Work order
Every line with "serverDatabase" in it must be copied from the data.

(Excerpts from a dataset)
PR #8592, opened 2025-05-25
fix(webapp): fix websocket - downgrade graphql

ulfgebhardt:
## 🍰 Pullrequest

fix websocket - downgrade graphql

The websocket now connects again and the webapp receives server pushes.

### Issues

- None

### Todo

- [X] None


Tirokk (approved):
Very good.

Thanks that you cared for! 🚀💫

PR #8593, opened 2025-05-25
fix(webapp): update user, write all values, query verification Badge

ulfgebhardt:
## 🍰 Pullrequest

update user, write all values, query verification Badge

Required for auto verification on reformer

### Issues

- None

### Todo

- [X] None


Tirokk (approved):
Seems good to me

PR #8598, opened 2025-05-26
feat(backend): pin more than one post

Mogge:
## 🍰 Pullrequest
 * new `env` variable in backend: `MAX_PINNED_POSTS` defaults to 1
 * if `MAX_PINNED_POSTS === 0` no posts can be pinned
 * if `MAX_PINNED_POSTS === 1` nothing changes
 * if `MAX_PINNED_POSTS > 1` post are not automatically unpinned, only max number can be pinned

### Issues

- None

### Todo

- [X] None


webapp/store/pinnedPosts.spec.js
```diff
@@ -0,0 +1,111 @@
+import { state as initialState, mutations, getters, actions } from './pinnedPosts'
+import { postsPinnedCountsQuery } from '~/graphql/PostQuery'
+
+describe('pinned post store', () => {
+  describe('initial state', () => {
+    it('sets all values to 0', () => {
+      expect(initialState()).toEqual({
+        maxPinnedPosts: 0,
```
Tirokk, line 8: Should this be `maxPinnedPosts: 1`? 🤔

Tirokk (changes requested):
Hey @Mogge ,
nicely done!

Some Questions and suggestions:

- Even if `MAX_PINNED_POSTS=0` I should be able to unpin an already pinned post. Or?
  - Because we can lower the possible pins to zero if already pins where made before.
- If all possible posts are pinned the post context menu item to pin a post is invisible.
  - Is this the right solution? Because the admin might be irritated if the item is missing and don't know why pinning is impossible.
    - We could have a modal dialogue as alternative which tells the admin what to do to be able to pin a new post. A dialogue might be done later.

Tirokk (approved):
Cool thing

--

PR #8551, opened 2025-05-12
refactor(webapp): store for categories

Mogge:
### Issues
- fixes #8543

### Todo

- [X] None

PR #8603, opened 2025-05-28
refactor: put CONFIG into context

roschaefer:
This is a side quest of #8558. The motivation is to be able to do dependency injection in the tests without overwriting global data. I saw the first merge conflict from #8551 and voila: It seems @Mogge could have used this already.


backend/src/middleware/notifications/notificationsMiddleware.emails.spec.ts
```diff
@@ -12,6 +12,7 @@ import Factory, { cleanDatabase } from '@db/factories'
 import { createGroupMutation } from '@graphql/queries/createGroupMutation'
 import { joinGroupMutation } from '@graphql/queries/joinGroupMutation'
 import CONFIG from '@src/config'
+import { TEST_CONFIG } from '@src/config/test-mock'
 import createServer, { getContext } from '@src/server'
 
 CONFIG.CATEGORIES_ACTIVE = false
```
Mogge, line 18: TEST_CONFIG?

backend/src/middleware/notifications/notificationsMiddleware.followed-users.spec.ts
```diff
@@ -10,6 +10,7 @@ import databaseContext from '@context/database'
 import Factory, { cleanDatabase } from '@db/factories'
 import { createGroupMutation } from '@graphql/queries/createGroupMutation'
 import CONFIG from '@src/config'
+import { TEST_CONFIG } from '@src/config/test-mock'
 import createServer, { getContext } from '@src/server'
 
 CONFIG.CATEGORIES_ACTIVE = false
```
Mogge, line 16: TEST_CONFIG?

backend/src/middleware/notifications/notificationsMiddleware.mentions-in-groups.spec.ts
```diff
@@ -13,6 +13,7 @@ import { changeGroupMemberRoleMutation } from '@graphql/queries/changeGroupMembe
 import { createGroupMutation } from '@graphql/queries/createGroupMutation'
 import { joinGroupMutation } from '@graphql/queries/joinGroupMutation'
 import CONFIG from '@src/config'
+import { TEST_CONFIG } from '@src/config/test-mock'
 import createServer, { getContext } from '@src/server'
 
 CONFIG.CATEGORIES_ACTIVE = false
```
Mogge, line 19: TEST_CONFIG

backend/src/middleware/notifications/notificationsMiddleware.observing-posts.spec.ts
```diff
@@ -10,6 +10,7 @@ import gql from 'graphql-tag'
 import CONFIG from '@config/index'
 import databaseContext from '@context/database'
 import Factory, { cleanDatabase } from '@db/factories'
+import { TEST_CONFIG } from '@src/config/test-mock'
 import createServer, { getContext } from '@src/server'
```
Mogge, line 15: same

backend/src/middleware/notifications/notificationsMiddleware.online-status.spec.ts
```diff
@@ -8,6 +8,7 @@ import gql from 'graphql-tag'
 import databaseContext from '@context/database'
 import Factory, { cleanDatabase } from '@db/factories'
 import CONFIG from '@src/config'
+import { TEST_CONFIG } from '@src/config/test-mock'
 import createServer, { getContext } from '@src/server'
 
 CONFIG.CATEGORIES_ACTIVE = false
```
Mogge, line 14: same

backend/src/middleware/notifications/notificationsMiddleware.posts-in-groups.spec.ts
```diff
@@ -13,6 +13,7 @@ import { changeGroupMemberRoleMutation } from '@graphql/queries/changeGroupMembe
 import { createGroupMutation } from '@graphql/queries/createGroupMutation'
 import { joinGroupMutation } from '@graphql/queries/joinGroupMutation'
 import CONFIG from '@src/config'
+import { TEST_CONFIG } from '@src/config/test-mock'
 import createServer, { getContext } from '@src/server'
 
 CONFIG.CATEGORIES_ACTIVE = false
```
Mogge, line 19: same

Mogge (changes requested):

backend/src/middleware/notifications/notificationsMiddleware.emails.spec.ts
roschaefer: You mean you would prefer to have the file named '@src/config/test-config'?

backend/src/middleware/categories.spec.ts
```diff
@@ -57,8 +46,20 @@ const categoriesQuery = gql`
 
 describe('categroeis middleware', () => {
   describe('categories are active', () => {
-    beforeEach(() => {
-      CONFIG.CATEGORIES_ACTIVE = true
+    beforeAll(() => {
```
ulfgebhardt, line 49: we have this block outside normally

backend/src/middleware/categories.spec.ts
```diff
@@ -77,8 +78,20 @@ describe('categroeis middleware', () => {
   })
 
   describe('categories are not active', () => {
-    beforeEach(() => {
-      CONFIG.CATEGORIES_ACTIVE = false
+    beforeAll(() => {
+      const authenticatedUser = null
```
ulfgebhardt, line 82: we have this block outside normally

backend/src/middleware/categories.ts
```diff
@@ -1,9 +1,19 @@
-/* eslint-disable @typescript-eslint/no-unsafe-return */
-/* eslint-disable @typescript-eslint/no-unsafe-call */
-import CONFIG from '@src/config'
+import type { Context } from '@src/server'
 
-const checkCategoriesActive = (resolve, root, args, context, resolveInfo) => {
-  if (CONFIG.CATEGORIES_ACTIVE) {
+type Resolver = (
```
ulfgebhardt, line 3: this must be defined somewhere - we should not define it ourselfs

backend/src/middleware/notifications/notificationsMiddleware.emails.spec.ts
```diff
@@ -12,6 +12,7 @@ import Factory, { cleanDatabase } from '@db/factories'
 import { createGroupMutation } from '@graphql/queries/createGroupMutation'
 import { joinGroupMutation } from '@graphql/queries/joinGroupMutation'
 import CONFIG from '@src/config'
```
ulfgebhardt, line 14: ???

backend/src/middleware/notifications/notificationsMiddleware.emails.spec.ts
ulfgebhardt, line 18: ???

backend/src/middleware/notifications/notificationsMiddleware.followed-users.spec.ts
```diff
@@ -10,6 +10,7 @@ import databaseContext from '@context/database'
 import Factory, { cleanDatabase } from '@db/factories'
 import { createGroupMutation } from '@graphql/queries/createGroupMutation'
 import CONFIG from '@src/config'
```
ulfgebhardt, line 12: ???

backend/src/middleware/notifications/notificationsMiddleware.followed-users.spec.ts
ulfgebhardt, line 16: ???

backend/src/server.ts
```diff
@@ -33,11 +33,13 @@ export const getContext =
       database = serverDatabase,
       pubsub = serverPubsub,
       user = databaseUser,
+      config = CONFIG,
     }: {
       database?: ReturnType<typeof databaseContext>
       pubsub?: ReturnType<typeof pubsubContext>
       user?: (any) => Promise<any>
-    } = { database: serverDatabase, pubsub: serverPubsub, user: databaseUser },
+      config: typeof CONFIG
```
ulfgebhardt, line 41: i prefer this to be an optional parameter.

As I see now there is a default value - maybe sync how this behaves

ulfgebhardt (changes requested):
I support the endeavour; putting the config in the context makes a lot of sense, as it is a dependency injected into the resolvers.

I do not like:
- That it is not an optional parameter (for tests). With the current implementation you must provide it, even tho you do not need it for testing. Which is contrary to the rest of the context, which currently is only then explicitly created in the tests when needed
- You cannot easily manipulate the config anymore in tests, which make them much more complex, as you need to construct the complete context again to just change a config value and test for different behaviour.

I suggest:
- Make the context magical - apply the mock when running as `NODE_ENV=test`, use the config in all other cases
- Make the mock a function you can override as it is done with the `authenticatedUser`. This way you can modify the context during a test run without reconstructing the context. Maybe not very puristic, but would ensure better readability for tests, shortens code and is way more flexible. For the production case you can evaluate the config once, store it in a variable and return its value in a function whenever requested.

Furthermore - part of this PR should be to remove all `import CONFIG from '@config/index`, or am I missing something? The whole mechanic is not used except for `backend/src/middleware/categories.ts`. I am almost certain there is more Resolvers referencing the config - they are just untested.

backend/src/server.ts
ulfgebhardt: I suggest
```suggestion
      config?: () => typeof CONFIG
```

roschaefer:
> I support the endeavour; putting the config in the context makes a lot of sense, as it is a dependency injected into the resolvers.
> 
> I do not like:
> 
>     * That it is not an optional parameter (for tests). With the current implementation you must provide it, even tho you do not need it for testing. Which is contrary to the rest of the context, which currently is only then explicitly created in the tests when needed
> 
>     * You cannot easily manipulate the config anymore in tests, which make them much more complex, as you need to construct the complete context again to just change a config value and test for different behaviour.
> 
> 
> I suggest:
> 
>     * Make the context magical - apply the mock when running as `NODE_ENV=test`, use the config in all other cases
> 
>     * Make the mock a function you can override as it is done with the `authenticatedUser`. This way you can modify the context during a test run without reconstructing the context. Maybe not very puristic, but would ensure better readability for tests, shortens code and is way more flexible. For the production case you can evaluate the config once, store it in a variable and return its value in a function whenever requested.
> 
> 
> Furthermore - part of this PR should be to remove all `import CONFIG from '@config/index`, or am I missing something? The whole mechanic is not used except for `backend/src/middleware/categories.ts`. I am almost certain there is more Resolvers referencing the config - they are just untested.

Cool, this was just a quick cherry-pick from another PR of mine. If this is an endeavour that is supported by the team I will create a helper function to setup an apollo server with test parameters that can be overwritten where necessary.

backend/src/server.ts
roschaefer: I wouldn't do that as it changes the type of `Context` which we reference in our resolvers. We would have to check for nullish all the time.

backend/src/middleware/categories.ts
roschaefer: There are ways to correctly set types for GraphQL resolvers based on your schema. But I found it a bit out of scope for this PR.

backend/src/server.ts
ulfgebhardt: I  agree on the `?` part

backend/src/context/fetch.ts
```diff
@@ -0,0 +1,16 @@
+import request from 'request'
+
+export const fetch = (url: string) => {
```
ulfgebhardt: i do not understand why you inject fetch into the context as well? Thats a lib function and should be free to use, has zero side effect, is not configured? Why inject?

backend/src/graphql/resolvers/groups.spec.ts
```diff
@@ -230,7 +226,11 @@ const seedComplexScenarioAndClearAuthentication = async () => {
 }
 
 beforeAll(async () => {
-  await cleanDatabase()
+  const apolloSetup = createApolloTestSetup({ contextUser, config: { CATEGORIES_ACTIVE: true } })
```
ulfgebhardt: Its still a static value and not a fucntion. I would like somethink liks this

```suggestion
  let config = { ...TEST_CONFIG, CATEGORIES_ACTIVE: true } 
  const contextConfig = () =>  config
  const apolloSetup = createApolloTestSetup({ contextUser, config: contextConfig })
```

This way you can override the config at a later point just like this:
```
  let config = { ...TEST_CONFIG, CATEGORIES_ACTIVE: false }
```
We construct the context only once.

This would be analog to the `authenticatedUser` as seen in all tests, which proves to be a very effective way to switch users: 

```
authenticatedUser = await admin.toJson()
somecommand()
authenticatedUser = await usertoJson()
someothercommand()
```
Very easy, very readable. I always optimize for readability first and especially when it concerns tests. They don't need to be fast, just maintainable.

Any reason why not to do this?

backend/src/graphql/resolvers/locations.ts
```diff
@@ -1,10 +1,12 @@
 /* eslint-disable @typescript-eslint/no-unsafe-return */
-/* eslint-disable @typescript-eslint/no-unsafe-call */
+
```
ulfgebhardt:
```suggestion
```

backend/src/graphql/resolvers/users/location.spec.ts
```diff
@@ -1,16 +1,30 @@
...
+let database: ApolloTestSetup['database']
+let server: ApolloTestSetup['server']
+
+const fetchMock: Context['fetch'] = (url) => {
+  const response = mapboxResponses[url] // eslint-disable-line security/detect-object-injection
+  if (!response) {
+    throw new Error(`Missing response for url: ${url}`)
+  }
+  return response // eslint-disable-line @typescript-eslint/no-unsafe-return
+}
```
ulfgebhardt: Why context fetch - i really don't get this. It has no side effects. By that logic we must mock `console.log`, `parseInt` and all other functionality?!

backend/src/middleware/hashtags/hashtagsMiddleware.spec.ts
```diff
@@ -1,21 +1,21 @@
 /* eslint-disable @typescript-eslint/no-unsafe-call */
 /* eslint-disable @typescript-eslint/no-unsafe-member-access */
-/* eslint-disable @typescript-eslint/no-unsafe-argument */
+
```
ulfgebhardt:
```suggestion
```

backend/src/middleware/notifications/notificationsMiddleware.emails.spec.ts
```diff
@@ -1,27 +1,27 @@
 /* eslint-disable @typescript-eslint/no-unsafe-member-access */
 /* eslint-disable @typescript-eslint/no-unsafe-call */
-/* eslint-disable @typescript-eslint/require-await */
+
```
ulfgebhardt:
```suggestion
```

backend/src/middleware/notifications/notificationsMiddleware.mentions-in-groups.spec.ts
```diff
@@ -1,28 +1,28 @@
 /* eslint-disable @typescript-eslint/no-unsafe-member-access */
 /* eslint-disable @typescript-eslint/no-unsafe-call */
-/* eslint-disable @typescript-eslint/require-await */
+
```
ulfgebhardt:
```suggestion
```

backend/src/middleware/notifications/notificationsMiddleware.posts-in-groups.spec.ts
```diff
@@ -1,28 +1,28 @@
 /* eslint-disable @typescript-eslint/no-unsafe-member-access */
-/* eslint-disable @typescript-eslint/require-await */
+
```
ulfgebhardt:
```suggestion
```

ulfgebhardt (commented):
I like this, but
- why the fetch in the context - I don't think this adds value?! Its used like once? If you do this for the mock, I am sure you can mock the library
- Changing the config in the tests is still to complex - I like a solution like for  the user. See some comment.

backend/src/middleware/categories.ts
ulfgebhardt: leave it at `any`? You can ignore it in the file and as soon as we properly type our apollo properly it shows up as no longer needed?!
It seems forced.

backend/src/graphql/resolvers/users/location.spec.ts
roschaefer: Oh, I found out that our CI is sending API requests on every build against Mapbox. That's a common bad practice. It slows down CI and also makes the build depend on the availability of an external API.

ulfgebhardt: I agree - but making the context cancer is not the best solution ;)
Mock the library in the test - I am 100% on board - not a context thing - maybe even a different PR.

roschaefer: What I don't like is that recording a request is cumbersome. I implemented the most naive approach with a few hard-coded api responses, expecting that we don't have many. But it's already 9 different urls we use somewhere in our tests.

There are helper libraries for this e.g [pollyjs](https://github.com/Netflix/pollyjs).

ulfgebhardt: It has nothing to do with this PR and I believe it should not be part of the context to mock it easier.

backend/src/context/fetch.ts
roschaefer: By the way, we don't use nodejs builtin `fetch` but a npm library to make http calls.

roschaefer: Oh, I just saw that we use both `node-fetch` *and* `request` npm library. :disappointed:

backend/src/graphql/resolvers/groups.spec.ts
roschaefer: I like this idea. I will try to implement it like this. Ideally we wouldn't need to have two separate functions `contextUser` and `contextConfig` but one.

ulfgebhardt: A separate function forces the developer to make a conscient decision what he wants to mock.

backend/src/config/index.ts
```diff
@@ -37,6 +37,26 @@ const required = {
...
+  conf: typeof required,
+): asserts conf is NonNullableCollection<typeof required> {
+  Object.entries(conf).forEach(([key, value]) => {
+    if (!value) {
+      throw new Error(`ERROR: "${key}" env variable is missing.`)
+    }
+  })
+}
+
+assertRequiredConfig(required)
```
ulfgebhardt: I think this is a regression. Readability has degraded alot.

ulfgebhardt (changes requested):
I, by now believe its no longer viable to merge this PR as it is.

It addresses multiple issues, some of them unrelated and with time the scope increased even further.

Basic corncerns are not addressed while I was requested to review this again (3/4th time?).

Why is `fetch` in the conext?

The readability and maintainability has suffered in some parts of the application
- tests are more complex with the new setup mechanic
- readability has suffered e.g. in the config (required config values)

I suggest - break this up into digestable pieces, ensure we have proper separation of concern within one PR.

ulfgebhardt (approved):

Response to the task
       database = serverDatabase,
-    } = { database: serverDatabase, pubsub: serverPubsub, user: databaseUser },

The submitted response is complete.